Sitting on the polished wooden floor with hands clasped and eyes closed, I wondered if meditation was too much amid the scattered thoughts branching out in all directions. I wrestled for a long time with the tangled thoughts that would not settle in my darkened heart.


The history of Pungsuwon Cathedral dates back to the 1800s. While I have seen Catholic sites over 100 years old, facing a site that exceeds 200 years deeply moves the heart.


In 1801, during the first year of King Sunjo’s reign, when Catholics were persecuted in the 'Shinyu Persecution,' believers who fled persecution hid here and maintained their faith without a church building. About 60 years later, in 1866 during the Byeongin Persecution and the 1871 Shinmi Yangyo (French campaign), more believers sought refuge here.


Catholics who survived by farming and clearing fields baked tiles and carried bricks to build the current cathedral in 1907. It was the fourth cathedral built in Korea after Seoul’s Yak-hyeon Cathedral (1892), Gosan Cathedral in Jeonbuk (1896), and Myeongdong Cathedral in Seoul (1898). However, it was the first cathedral built by a Korean priest. Although over 110 years have passed since its construction, the cathedral still retains its neat and elegant appearance without any disarray.


If it feels regrettable to leave after just seeing the cathedral, it is also nice to take a walk around the hill to the left of the cathedral. There is a 'Way of the Cross' along a gentle hill called 'Rosary Hill.' If the purpose of retreat is prayer and meditation, and the cathedral is a space for prayer, this path is for meditation. On the hill, you should slow your steps as much as possible. Listen to the birdsong and insect sounds, and feel the breeze rustling through the leaves as you walk.


Hoengseong = Written and photographed by Travel Specialist Jo Yong-jun jun21@


◇Travel Notes

△Getting There=Exit at Saemal Interchange on Yeongdong Expressway, turn left towards Hoengseong, and take Local Road No. 442. At the intersection with National Road No. 6, turn right towards Yeongyeongpo, cross Chudong 1 Bridge, and immediately turn left again. Then, at Okdong Intersection, turn right towards Seoseok, Cheongil, and Gapcheon, and after driving, turn left towards Gubang-ri (Manghyang Hill) to reach Hoengseong Lake.

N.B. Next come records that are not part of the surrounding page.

PR #389, opened 2020-02-07
Ea keyword search new

knapii-developments:
This PR adds components for keyword search and for results. Please take note that the results that are shown are from static text and styling is not included.

What current UI looks like:
Screen Shot 2020-02-07 at 11 00 16 AM
 This satisfies [SCP-2012](https://broadworkbench.atlassian.net/browse/SCP-2012).


app/javascript/components/ResultsPanel.js
```diff
@@ -0,0 +1,119 @@
...
+StudyResults.defaultProps = {
+  // This may move up to the homepage as a property that's passed into the 
+  // ResultsPanel component as the property results
+  results: results
+
+}
+
+const Study =(props)=>{
+   //There needs to be a handler for when a study is clicked it takes
+  // a user to the corresponding study page
```
eweitz: I think this comment can be removed, as we won't need a handler until the study page uses React (which isn't likely in the near term).  Until then, the traditional anchor tag (`<a href...`) is the way to go.

app/javascript/packs/application.js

△Food=In Hoengseong, Korean beef (Hanwoo) is the top choice. Genuine Hoengseong Hanwoo can only be tasted at restaurants displaying the 'Hoengseong Hanwoo' logo on their signs. The Hoengseong Livestock Cooperative Hanwoo Plaza, which includes branches in Hoengseong Main, Ucheon, Saemal, and Dunnae, is the most reliable. Undongjang Haejangguk, serving 'Yangpyeong-style hangover soup,' is a favorite among locals. Anheung Steamed Buns are famous at Anheung Steamed Buns in front of the township office and Sim Sun-nyeo Anheung Steamed Buns.